The hematology and urinalysis results at baseline and after 8 weeks of test beverage ingestion (Tables 3 and 4) showed that there were differences in the pre- and post-ingestion urinary isoprostane between the active and placebo beverage groups. In addition, after active beverage ingestion, there was a significant increase in the blood level of glutathione, an enzyme that removes ROS in vivo. The placebo beverage group did not show any similar changes. Levels of oxidative stress markers, such as 8-isoprostane, increase with an elevation in blood pressure.22, 23 Reducing ROS might be involved in the antihypertensive action mechanism of the active beverage.
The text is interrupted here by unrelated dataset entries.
PR #172, opened 2016-10-11
COMP: Made VMTK compatible with both VTK 7.0 and 7.1 (and later)

lassoan:
Generic data array was only introduced in VTK7.1 and not in VTK7. Adjusted #ifdefs to build correctly with both VTK 7.1 and VTK7.1 (and later).


lantiga:
Thank you!

PR #174, opened 2017-02-26
Python 3 Support

rlizzo:
Pull request to discuss changes required for vmtk to support python 3. Source is currently building against a clean python 3.5 install (via anaconda virtual environment). Initial version of pull request will only build against python 3.5 (as install directory is currently hardcoded against it). 

High level topics of discussion include:

- Python 2 - Python 3 backwards compatibility.
- Distribution and packaging while ensuring that relative imports remain in place.


PypeS/pype.py
```diff
@@ -236,20 +238,18 @@ def Execute(self):
...
+                self.PrintError(str(e))
                 break
-            scriptObjectClassName = ''
-            exec ('scriptObjectClassName =  '+moduleName+'.'+moduleName)
-            moduleScriptObjectClassName = moduleName+'.'+scriptObjectClassName
-            self.PrintLog('Creating ' + scriptObjectClassName + ' instance.')
-            scriptObject = 0
-            exec ('scriptObject = '+moduleScriptObjectClassName+'()')
+            scriptObject = getattr(module, scriptObjectClassName)
+            scriptObject = scriptObject()
```
rizzol: I wanted to highligh this section (and the import section directly above) since this is a major change to the stucture of the code. 

The combination of lines 244-249 and 251-252 decouples the explicit definition in the first line of a vmtkScript between the files name and the name of the class inside. Instead, the scriptObjectClassName is identified by searching attributes with a file and selecting the first class that it comes across, dynamically creating the scriptObject from a call to that scriptObjectClassName

lantiga: I'm all for this.

The only potential issue is getting the first class that comes across. There are script modules that contain multiple classes (e.g. vmtkcenterlines.py) that would violate the assumption.

Instead, we should get the first class that is a descendant of `pypes.pypeScript`, making the reasonable assumption that there would be just one per module.

The would remove the need for having a line like
`vmtkcenterlines = 'vmtkCenterlines'`
in every script, which was a total hack. The code assumes that there is one variable in the module named as the module (i.e. `vmtkcenterlines`), whose value is the name of the class. The `exec ('scriptObjectClassName =  '+moduleName+'.'+moduleName)` therefore assigns the name of the class to the `scriptObjectClassName`.
With your change, we should also remove all such variables from scripts.

PypeS/pypepad.py
```diff
@@ -29,7 +29,7 @@ def __init__(self,tk_text_widget):
         self.output_file = None
   
     def write(self,text):
-        from Tkinter import NORMAL, END, DISABLED
+        from tkinter import NORMAL, END, DISABLED
```
lantiga: Thinking about the `Tkinter` -> `tkinter` change, we could simply

PypeS/pypeserver.py
```diff
@@ -36,15 +37,15 @@ def RunPypeProcess(arguments, inputStream=None, outputStream=None, logOn=True):
         pipe.OutputStream = outputStream
     pipe.LogOn = logOn
     pipe.LogOn = True
-    if type(arguments) in [str,unicode]:
+    if type(arguments) in [str, str]:
```
lantiga: `if type(arguments) == str:`

vmtkApps/CerebralAneurysms/ParentVesselReconstruction/clipvoronoidiagram.py
```diff
@@ -270,13 +272,13 @@ def SmoothClippedVoronoiDiagram(voronoi,centerlines):
...
 
-print 'Clipping Voronoi Diagram'
+print('Clipping Voronoi Diagram')
 maskedVoronoiArray    = MaskVoronoiDiagram(originalVoronoiDiagram,patchCenterlines)
 clippedVoronoiDiagram = ExtractMaskedVoronoiPoints(originalVoronoiDiagram,maskedVoronoiArray)
 WritePolyData(clippedVoronoiDiagram, clippedVoronoiDiagramFilename)
 
 if (smoothVoronoiDiagram==1):
-   print 'Smoothing Voronoi Diagram',
+   print('Smoothing Voronoi Diagram', end=' ') # end seperator new in py3, will throw error in py2 environments
```
lantiga: We don't need `end=' '` here. Line 279 in the original code just had a training comma.

lantiga:
I inspected the code, everything looks good to me. 
Apart from a couple of minor comments, I added a comment here https://github.com/vmtk/vmtk/pull/174/files/452d61c434b315d194a5e186a7816bea7d9d1c0c#diff-0e61c56d3c5319df5327ad0822c38c30R252 that should lead to further simplification.

Just to keep track, here's what we should do to make things work in python2.x as well as 3.x:
- [ ] make all occurrences of `python3.5` pick the right version from a CMake variable in CMakeLists.txt (both in vmtk base and in vtkVmtk), as well as `vmtk_env.sh.in`
- [ ] import Tkinter on python2.7, something like the following should suffice
   ```
   try:
       import tkinter
       import tkinter.filedialog as filedialog
       from tkinter import Tk
   except:
       import Tkinter as tkinter
       import tkFileDialog as filedialog
       from Tkinter import Tk
   ```
   See also all uses of `tkFileDialog` to handle the `BROWSER` argument to `-ifile`, `-ofile` etc. 
- [ ] revamp [vmtk.rb](https://github.com/vmtk/vmtk/pull/174/files/452d61c434b315d194a5e186a7816bea7d9d1c0c#diff-37ed75bfd1cb7bceab13fbb4098c6048). The way it is it searches for python using `which python`, which will typically pick up python2.x. Let's use the `vtk.rb` recipe here https://github.com/Homebrew/homebrew-science/blob/master/vtk.rb#L64 as reference.
- [ ] make definition of `PYTHONPATH` in vmtk.py conditional wrt the version
- [ ] check that `input` works instead of `raw_input` in python2.x as well, see here https://github.com/vmtk/vmtk/pull/174/files/452d61c434b315d194a5e186a7816bea7d9d1c0c#diff-42c6316d7b89b68b4dfdaf08abcb0735R83
- [ ] tests!

@rlizzo, I created a `python3` branch. Could you please change your target to that branch, so that we can merge in the near future, and then work at the 2+3 fixes separately? 

Thanks! 👍🏻

lantiga:
Other point to fix:
- [ ] generate correct shebang (e.g. `/usr/local/bin/python3` vs `/usr/local/bin/python`) according to the interpreter we build against

lantiga:
I have an issue with local imports, e.g. `from . import pypes`.
```
Unexpected error: <class 'ImportError'>
Traceback (most recent call last):
  File "/Users/lantiga/Desktop/vmtk-python3/vmtk-build/Install/bin/vmtkimageviewer", line 20, in <module>
    import pypeserver
ImportError: No module named 'pypeserver'
```
I'm calling `vmtkimageviewer --help` from outside the build directory, after I properly configured environment variables
```
VMTKHOME=/Users/lantiga/Desktop/vmtk-python3/vmtk-build/Install
export PATH=$VMTKHOME/bin:$PATH
export DYLD_LIBRARY_PATH=$VMTKHOME/lib:$DYLD_LIBRARY_PATH
export PYTHONPATH=$VMTKHOME/lib/python3.5/site-packages:$PYTHONPATH
```
and manually changed the shebang.

However, changing the above to `from vmtk import pypes` works for me in python3 as it did in python2.

lantiga:
(Sorry for the multiple comments, I'm writing as I go)
I'm trying to execute `vmtkimageviewer -ifile foo.vti`, I get an error related to 
`exec('filename = self.' + self.GetIOInputFileNameMember(member.MemberName))`, since `exec` is now a function and the local scope will essentially not see `filename` anymore.
Virtually every such situation can be turned into 
`filename = eval('self.' + self.GetIOInputFileNameMember(member.MemberName))`
which works and is arguably cleaner.

Probably there are cleaner ways, but this is a straightforward change and it works in 2+3.

BTW, we can merge into the `python3` branch and then fix these issues collaboratively.

rlizzo:
Thanks luca, will respond to your comments in detail, but just target branch to vmtk/python3 and am about to merge now.

PR #175, opened 2017-03-03
Python3

rlizzo:
I'm creating a second pull request from vmtk/python3 to vmtk/master so to keep track of changes as they are made and keep the comments in a recordable form. I'm copying your feedback from the initial pull request to this one.


PypeS/pypepad.py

Several studies have reported an antihypertensive effect of HHQ-reduced coffee in subjects with mild hypertension or high-normal blood pressure.15, 16 Chlorogenic acids may contribute to these antihypertensive effects. Suzuki et al.24 conducted an experiment in spontaneously hyperactive rats, and hypothesized that the mechanism underlying the hypotensive action of chlorogenic acids is as follows: the ingestion of chlorogenic acids may inhibit the excessive synthesis of ROS, decreasing the blood pressure via improvement in NO availability in vivo and in vascular endothelial function. This hypothesis is supported by results of this study. Another study in humans also indicated that consumption of a green coffee bean extract (main component: chlorogenic acids) enhances vascular endothelial function.25 These results indicate that ingestion of HHQ-reduced coffee decreased blood pressure in subjects with mild hypertension. The decreased blood pressure was associated with reduced ROS and improved vascular endothelial function.
There were several limitations to our study. First, the sample size was relatively small. For an accurate evaluation of the vascular endothelial function based on FMD, the study must be conducted in a larger number of subjects. Second, the subjects comprised mildly hypertensive patients with vascular failure; the results are not applicable to all patients with hypertension. Future studies involving a larger number of patients with mild hypertension should be carried out to address these issues.
We thank the subjects and physicians/health professionals who participated in this study for their cooperation.